DESCRIPTION
JUAN DE LA ABADÍA (documented in Aragon in the last third of the 15th century).
"Saint John the Baptist led to prison".
Oil on wood.
Measurements: 111 x 69 cm.
In this scene St. John the Baptist is represented entering the prison, a subject little represented that sometimes has a composition similar to that of the Prison of Christ. John the Baptist is depicted with his usual tributes: he is barefoot and covers his body with the characteristic camel's skin. He enters the prison where he was imprisoned by King Herod Antipas. The soldiers exchange impressions among themselves, showing a variety of attitudes towards the event.

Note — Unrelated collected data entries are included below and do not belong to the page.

PR #427, opened 2015-06-01
tZq cards + inclusive tGamma FCNC

maierbenedikt:
new pull request with cuts for tGamma FCNC gridpacks removed


bendavid:
The cuts are irrelevant once cut_decays is set to false, but since they have no effect, ok like this.

One other point is that bwcutoff is set to 15000.  Do you particularly care about the offshell tops and W's here?  (probably it is ok for this process, so if that's what's desired then it's fine)

maierbenedikt:
The analyzers just confirmed 15000 is intended.

PR #430, opened 2015-06-02
changed folding parameters to decrease negative weight fraction for a…

chayanit:
…dditional mass points


syuvivida:
@covarell @bendavid the cards look fine to me. Could you merge them? Thanks!

PR #432, opened 2015-06-04
[Powheg] update of create_powheg_tarball.sh, fix of work directory name

syuvivida:
Previous version of create_powheg_tarball.sh has a silly feature that the work directory always has the same name (powhegbox_xxxx_xxx).
This is OK if users are running parallel jobs in different directory. But if users are running jobs 
in the same directory, the feature creates confusing output tar balls.

Fix this by giving the work directory a name that corresponds to the name of the output tar ball.


syuvivida:
@covarell , @bendavid could you merge this pull request that fixes the name of work directory? Thanks!!

PR #435, opened 2015-06-04
final settings for single top + higgs t-channel

maierbenedikt:
Raising the jet pt threshold to 1 GeV, removing some of the weights in the reweight_card.dat, because they were redundant (because of the matrix element being only sensitive to the relative (!) sign of the two parameters, i.e. M~(c_V - c_F)^2)


stosi:
The changes look OK to me.

PR #437, opened 2015-06-04
LO cards for ttbar dilepton

nstrobbe:
Adaptation of cards of the inclusive ttbar at LO.


stosi:
Everything seems OK to me

PR #438, opened 2015-06-04
Cards for HT binned ttbar request (LO)

nstrobbe:
Binning as agreed upon in email thread. Cards adapted from inclusive ttbar cards. I only changed the HT requirements and updated the proc card to contain the correct base card names.


stosi:
There is a redundant definition of the decays of the w bosons in the madspin card
decay w+ > all all
decay w- > all all
but it should not be a problem

PR #439, opened 2015-06-04
configs from Anirban

dnash86:
Configs for Zprime to tau tau production with pythia8

### DIFF
--- a/python/ThirteenTeV/ZprimeToTauTau_M_1000_TuneCUETP8M1_13TeV_pythia8_cfi.py
+++ b/python/ThirteenTeV/ZprimeToTauTau_M_1000_TuneCUETP8M1_13TeV_pythia8_cfi.py
@@ -1,0 +1,33 @@
+import FWCore.ParameterSet.Config as cms
+
+#from GeneratorInterface.ExternalDecays.TauolaSettings_cff import *
+from Configuration.Generator.Pythia8CommonSettings_cfi import *
+from Configuration.Generator.Pythia8CUEP8M1Settings_cfi import * 
+
+generator = cms.EDFilter("Pythia8GeneratorFilter",
+                         comEnergy = cms.double(13000.0),
+                         crossSection = cms.untracked.double(0.05115),
+                         filterEfficiency = cms.untracked.double(1),
+                         maxEventsToPrint = cms.untracked.int32(1),
+                         pythiaHepMCVerbosity = cms.untracked.bool(False),
+                         pythiaPylistVerbosity = cms.untracked.int32(1),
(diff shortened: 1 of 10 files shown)


bendavid:
Pythia 8.205 currently used in production does not handle tau decays well specifically for the Wprime/Zprime case.

This is fixed in 8.209.  If these samples are not urgent, suggest to wait.  Otherwise can produce them with tauola for the decays (which by default assumes SM-like helicity structure for the Zprime-fermion couplings)

dnash86:
Quick question: how long would the wait be?  (For pythia 8.209)

bendavid:
Could be several weeks given other pending backports and the need for careful validation.

dnash86:
Okay, I am checking with the analyzers.

dnash86:
So the analyzers actually want samples both with, and without taola.  So this set should wait for the fix, they have sent configs with taola, uploaded here: https://github.com/cms-sw/genproductions/pull/442

dnash86:
@bendavid It seems I've forgotten to follow up on this:  The analyzers would like these samples without the taola, with pythia 8.209 as you said, as well.  Do current CMSSW releases have pythia 8.209 yet?  (If so, we should merge this request and I should proceed with those samples.)

bendavid:
No, not yet backported to the production release, validation is still in progress.

dnash86:
Oh, okay, thanks.  Is there a sense of the timeline of that validation?  Or tough to tell?

bendavid:
There were some technical problems with the relvals which have slowed things down.  How urgent are these samples?

dnash86:
Checking on that now.

dnash86:
These samples are actually quite urgent.  Now that some of the other samples are finishing, the analyzers want these for the tau decays in the new Pythia8.

dnash86:
Just checking on the status of the validation for the pythia 8.209 backport.  If its ready, can we merge this PR?  (If not, I suppose there is nothing to do but wait.)  Thanks.

bendavid:
No, there are some issues (related specifically to tau decays) in 8.209.  We're waiting for a fix before moving forward with the pythia releases.

dnash86:
Okay, thanks.

dnash86:
@bendavid Any status update here?

bendavid:
Pythia release with the fix expected next week.

dnash86:
Okay, thanks

bendavid:
Fixed pythia release is out btw, in the process of being integrated in cmssw/tested/backported.

dnash86:
Great, thanks a lot for the update.

bendavid:
The validation and backport of the pythia release is now complete, so these can now go ahead.  (Be sure to use CMSSW_7_1_20 or later)

PR #440, opened 2015-06-05
[Powheg] additional update of the way we name work directory

syuvivida:
Small change of the way we name work directory.
Previous version take the name of the gridpack and the name of the powheg source tar ball to name the work directory.
To add one extra protection (to avoid users use the same tar ball name by accident), I also take into account the name of the powheg input card. Now the work directory name is 
${source_tarball_name}_${cardinput}_${tarball}.

@covarell @bendavid can you merge the request? Thanks!!


syuvivida:
@covarell @bendavid just a reminder, could you merge this pull request? Then I will make another announcement at hypernews after the merge. Thanks!!

PR #441, opened 2015-06-05
update hfact parameter for Powheg ggH to 60 GeV

dsperka:
Today at the HIG MC contacts meeting, we decided to choose 60 GeV for the hfact parameter. This is the recommendation of the Powheg authors to give the best fit of the whole distribution from 0-200 GeV before hadronization and MPI.


stosi:
The change is OK

PR #442, opened 2015-06-05
configs from Anirban, with taola

dnash86:
Configs for Zprime to tau tau, with taola included.  These are "sister" configs to those in this pull: https://github.com/cms-sw/genproductions/pull/439


stosi:
All seems OK to me

PR #445, opened 2015-06-05
Updated ttw cards

nstrobbe:
Split the originally inclusive sample into two parts: hadronic and leptonic. 
Also switch to diagonal ckm because madspin required too much memory. 
Organized all three cards directories into one new directory.


stosi:
Everything seems OK

nstrobbe:
Could this be merged?

PR #447, opened 2015-06-08
Powheg dy mll binned

dnash86:
Input cards for Drell Yan Mass binned processes in Powheg.


covarell:
Are all issues with low mass/high mass settings solved now? Do you actually see DY events in the mass bin as they should be?

dnash86:
Yes, the low mass/high mass settings work now.  In fact, the issue was that jobs shared a working directly, as Eiko explained on the thread.  When I ensured that jobs would not overlap in that way things were fixed.  So in fact the settings and input files were never wrong, rather the method I used to create gridpacks (which has been changed).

Spanish painter belonging to the Hispano-Flemish style in Aragon. Documented in Huesca, where he opened his workshop between 1469 and 1498, the date of his death. From 1489 onwards, his son Juan de la Abadía "el Joven" collaborated with him in the workshop and the two of them even contracted the altarpieces of Lastanosa (1490) and San Pedro de Biescas (1493). Gudiol establishes the hypothesis of the Catalan training of Juan de la Abadía "the Elder" and of his collaboration on some altarpieces in Barcelona with Pedro García de Benabarre, with whom the style of Juan de la Abadía "the Elder" shows points of contact, as well as with that of Jaume Huguet. The best known period of his activity corresponds to the last two decades of his life, from which a greater number of documented works are preserved, among them the "altarpieces of Sorripas", of El Salvador de Broto, Huesca (Museum of Zaragoza) or of "Santa Catalina" of the church of La Magdalena in Huesca (very scattered). The "Retablo de Santo Domingo" from the hermitage of Almudévar, Huesca (1490), which served as a starting point for Post in 1941 to designate this painter as Master of Almudévar, a few years before Ricardo del Arco made his identity known in 1945, also dates from those last years. From the earliest documented works in Huesca, such as the "Altarpiece of Santa Quiteria" in the church of the castle of Alquézar, we can see Juan de la Abadía's interest in representing the angular folds of the canvases, which are much harder in his later works, as is the more intense modelling. The painter shows the figures with a somewhat rough character, isolated and strongly modelled, with their realistic faces endowed with great expressiveness. His works are in the Museo del Prado.